_WHAT YOU ARE ASKED TO DO_: Could you write out the whole listing exactly as it appears?

──────────

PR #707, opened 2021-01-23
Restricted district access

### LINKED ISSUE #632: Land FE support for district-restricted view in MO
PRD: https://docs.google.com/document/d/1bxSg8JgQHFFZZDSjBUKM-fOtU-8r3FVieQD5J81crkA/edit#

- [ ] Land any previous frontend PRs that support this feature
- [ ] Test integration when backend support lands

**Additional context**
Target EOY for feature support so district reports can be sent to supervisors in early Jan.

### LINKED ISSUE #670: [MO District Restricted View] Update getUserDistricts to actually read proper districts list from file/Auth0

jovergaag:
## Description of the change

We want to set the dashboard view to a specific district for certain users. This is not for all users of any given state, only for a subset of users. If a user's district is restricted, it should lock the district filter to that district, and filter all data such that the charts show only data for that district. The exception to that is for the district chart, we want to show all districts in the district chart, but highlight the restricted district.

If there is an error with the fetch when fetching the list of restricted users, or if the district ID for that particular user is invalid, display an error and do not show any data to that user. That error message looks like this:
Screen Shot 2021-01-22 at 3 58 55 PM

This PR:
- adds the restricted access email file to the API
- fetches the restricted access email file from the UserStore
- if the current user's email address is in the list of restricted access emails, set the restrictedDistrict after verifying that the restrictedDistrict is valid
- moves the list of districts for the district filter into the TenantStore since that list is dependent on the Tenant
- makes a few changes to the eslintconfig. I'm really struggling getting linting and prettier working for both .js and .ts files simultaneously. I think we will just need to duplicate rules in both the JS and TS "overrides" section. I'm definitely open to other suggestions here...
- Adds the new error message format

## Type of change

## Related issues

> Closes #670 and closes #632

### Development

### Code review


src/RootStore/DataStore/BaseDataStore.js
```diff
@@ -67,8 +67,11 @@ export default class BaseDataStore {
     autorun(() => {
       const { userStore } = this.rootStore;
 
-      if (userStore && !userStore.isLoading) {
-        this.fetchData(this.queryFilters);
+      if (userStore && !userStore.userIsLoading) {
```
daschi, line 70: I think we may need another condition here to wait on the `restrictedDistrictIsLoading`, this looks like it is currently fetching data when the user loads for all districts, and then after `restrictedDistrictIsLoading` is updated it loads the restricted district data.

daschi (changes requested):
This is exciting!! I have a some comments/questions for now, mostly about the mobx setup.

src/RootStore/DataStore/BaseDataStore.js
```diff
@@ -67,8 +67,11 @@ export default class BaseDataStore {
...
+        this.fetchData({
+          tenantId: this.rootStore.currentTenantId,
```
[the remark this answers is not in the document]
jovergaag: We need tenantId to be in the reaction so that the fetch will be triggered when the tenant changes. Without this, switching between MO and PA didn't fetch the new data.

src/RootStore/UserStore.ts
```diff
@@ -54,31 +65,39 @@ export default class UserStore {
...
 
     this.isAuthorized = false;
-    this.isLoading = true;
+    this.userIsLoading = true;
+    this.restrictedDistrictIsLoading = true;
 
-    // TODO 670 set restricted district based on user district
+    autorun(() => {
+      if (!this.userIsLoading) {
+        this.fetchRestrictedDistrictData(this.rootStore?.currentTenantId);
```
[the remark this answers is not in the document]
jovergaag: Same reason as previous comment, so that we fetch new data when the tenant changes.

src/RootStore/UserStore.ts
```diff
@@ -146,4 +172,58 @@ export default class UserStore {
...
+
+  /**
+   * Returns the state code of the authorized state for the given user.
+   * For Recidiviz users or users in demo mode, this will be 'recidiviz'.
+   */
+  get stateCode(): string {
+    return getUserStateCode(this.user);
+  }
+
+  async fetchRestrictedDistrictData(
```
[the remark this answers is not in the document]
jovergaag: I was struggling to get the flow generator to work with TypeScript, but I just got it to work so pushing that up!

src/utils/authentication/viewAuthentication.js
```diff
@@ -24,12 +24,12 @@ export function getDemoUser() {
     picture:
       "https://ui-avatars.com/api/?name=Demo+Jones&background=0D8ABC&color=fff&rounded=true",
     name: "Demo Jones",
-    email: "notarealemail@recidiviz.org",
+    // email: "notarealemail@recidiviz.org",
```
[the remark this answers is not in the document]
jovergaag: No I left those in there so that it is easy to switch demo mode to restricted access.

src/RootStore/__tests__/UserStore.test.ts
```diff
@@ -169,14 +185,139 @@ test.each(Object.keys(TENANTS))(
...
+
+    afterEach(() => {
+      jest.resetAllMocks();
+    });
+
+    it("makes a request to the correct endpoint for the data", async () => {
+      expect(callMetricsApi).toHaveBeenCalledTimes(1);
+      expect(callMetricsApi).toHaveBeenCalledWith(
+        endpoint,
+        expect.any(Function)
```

──────────

_ANSWER TO THE PROBLEM_:
PR #707, opened 2021-01-23
Restricted district access

### LINKED ISSUE #632: Land FE support for district-restricted view in MO
PRD: https://docs.google.com/document/d/1bxSg8JgQHFFZZDSjBUKM-fOtU-8r3FVieQD5J81crkA/edit#

- [ ] Land any previous frontend PRs that support this feature
- [ ] Test integration when backend support lands

**Additional context**
Target EOY for feature support so district reports can be sent to supervisors in early Jan.

### LINKED ISSUE #670: [MO District Restricted View] Update getUserDistricts to actually read proper districts list from file/Auth0

jovergaag:
## Description of the change

We want to set the dashboard view to a specific district for certain users. This is not for all users of any given state, only for a subset of users. If a user's district is restricted, it should lock the district filter to that district, and filter all data such that the charts show only data for that district. The exception to that is for the district chart, we want to show all districts in the district chart, but highlight the restricted district.

If there is an error with the fetch when fetching the list of restricted users, or if the district ID for that particular user is invalid, display an error and do not show any data to that user. That error message looks like this:
Screen Shot 2021-01-22 at 3 58 55 PM

This PR:
- adds the restricted access email file to the API
- fetches the restricted access email file from the UserStore
- if the current user's email address is in the list of restricted access emails, set the restrictedDistrict after verifying that the restrictedDistrict is valid
- moves the list of districts for the district filter into the TenantStore since that list is dependent on the Tenant
- makes a few changes to the eslintconfig. I'm really struggling getting linting and prettier working for both .js and .ts files simultaneously. I think we will just need to duplicate rules in both the JS and TS "overrides" section. I'm definitely open to other suggestions here...
- Adds the new error message format

## Type of change

## Related issues

> Closes #670 and closes #632

### Development

### Code review


src/RootStore/DataStore/BaseDataStore.js
```diff
@@ -67,8 +67,11 @@ export default class BaseDataStore {
     autorun(() => {
       const { userStore } = this.rootStore;
 
-      if (userStore && !userStore.isLoading) {
-        this.fetchData(this.queryFilters);
+      if (userStore && !userStore.userIsLoading) {
```
daschi, line 70: I think we may need another condition here to wait on the `restrictedDistrictIsLoading`, this looks like it is currently fetching data when the user loads for all districts, and then after `restrictedDistrictIsLoading` is updated it loads the restricted district data.

daschi (changes requested):
This is exciting!! I have a some comments/questions for now, mostly about the mobx setup.

src/RootStore/DataStore/BaseDataStore.js
```diff
@@ -67,8 +67,11 @@ export default class BaseDataStore {
...
+        this.fetchData({
+          tenantId: this.rootStore.currentTenantId,
```
[the remark this answers is not in the document]
jovergaag: We need tenantId to be in the reaction so that the fetch will be triggered when the tenant changes. Without this, switching between MO and PA didn't fetch the new data.

src/RootStore/UserStore.ts
```diff
@@ -54,31 +65,39 @@ export default class UserStore {
...
 
     this.isAuthorized = false;
-    this.isLoading = true;
+    this.userIsLoading = true;
+    this.restrictedDistrictIsLoading = true;
 
-    // TODO 670 set restricted district based on user district
+    autorun(() => {
+      if (!this.userIsLoading) {
+        this.fetchRestrictedDistrictData(this.rootStore?.currentTenantId);
```
[the remark this answers is not in the document]
jovergaag: Same reason as previous comment, so that we fetch new data when the tenant changes.

src/RootStore/UserStore.ts
```diff
@@ -146,4 +172,58 @@ export default class UserStore {
...
+
+  /**
+   * Returns the state code of the authorized state for the given user.
+   * For Recidiviz users or users in demo mode, this will be 'recidiviz'.
+   */
+  get stateCode(): string {
+    return getUserStateCode(this.user);
+  }
+
+  async fetchRestrictedDistrictData(
```
[the remark this answers is not in the document]
jovergaag: I was struggling to get the flow generator to work with TypeScript, but I just got it to work so pushing that up!

src/utils/authentication/viewAuthentication.js
```diff
@@ -24,12 +24,12 @@ export function getDemoUser() {
     picture:
       "https://ui-avatars.com/api/?name=Demo+Jones&background=0D8ABC&color=fff&rounded=true",
     name: "Demo Jones",
-    email: "notarealemail@recidiviz.org",
+    // email: "notarealemail@recidiviz.org",
```
[the remark this answers is not in the document]
jovergaag: No I left those in there so that it is easy to switch demo mode to restricted access.

src/RootStore/__tests__/UserStore.test.ts
```diff
@@ -169,14 +185,139 @@ test.each(Object.keys(TENANTS))(
...
+
+    afterEach(() => {
+      jest.resetAllMocks();
+    });
+
+    it("makes a request to the correct endpoint for the data", async () => {
+      expect(callMetricsApi).toHaveBeenCalledTimes(1);
+      expect(callMetricsApi).toHaveBeenCalledWith(
+        endpoint,
+        expect.any(Function)
```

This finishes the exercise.